‘Wait for Me’, het laatste project van Zita Swoon-frontman Stef Kamil Carlens, dook voor het eerst op in de media toen de Antwerpenaar zijn Afrikaanse “collaboratie” voorstelde in het Zuiderpershuis in mei van vorig jaar. De opnames van de laatste Zita Swoon-plaat ‘Big Blueville’ lag toen al drie jaar achter hem en meteen daarna had hij het gevoel gehad dat het tijd was voor iets nieuws. Het zoeken naar een nieuwe weg zou hem uiteindelijk tot de Zita Swoon Group brengen, een band die met het welbekende geluid van de originele groep verder experimenteert in wisselende bezettingen. In 2009 reisde Carlens af naar Burkina Faso om daar Westerse muziek met Afrikaanse te laten versmelten, als eerste experiment onder de nieuwe naam van zijn band. Wat Carlens naar eigen zeggen ongelofelijk fascineert, is de wijze waarop de Afrikaanse gemeenschap in het alledaagse leven sterk doordrongen is van een grote muzikaliteit, terwijl muziek zich in deze streken veel meer binnen het officiële kunstcircuit afspeelt. De vraag die zich dan opdringt is of de Afrikaanse muziek daarom dichter bij de emoties uit het dagelijks leven staat; kortom, of de muziek natuurlijker klinkt, minder geconstrueerd is, minder intellectueel aandoet.
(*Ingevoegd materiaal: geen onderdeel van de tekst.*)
Issue #14178, opened 2023-12-23
Javadoc on Module property should be able to define special default value


romani:
detected at: 

CustomImportOrderCheck.customImportOrderRules has very special class field that defined it default value.
https://github.com/checkstyle/checkstyle/blob/3ba30a040638c3ff14c44676a2f019930bfaf827/src/main/java/com/puppycrawl/tools/checkstyle/checks/imports/CustomImportOrderCheck.java#L349-L358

Dat het project een stap in het ongewisse was, geeft Carlens achteraf grif toe. Muzikaal was de muzikant enkel gewapend met een iPod, waarop twee nummers van Canned Heat stonden. Daarvan wilde de Belg de sfeer hertalen naar een Afrikaans-Westerse smeltkroes. ‘Wait for Me’ is inderdaad een mooi ontmoeten geworden tussen Zuid en Noord. Men moet het Carlens nageven dat tegelijk veel Zita Swoon doorklinkt in de plaat, terwijl de Afrikaanse spelers in alle nummers toch duidelijk hun eigen karakter inbrengen. Het feeërieke, bluesy Zita Swoon-karakter wordt hier mooi overspoeld met een deken van Afrikaanse ritmes en instrumenten, die dorre landschappen en dansende mensen vol levensvreugde voor ogen roepen. Simultaan is precies dat element de voornaamste zwakte van dit album: de clichés van het Afrikaanse volk dat de heerlijkheden van het leven bezingt en cultiveert op nogal schreeuwerige wijze, worden hier niet overstegen. De Afrikaanse invloed binnen deze plaat wordt namelijk behoorlijk ruw neergepoot, en het is aan Carlens om daar een Westers kleed rond te breien. Dat is aardig gelukt, maar het eindresultaat is geen cross over voorbij de som der gehelen; wel een illustratie van het feit dat culturen kunnen interageren, zonder aan eigenheid te moeten inboeten.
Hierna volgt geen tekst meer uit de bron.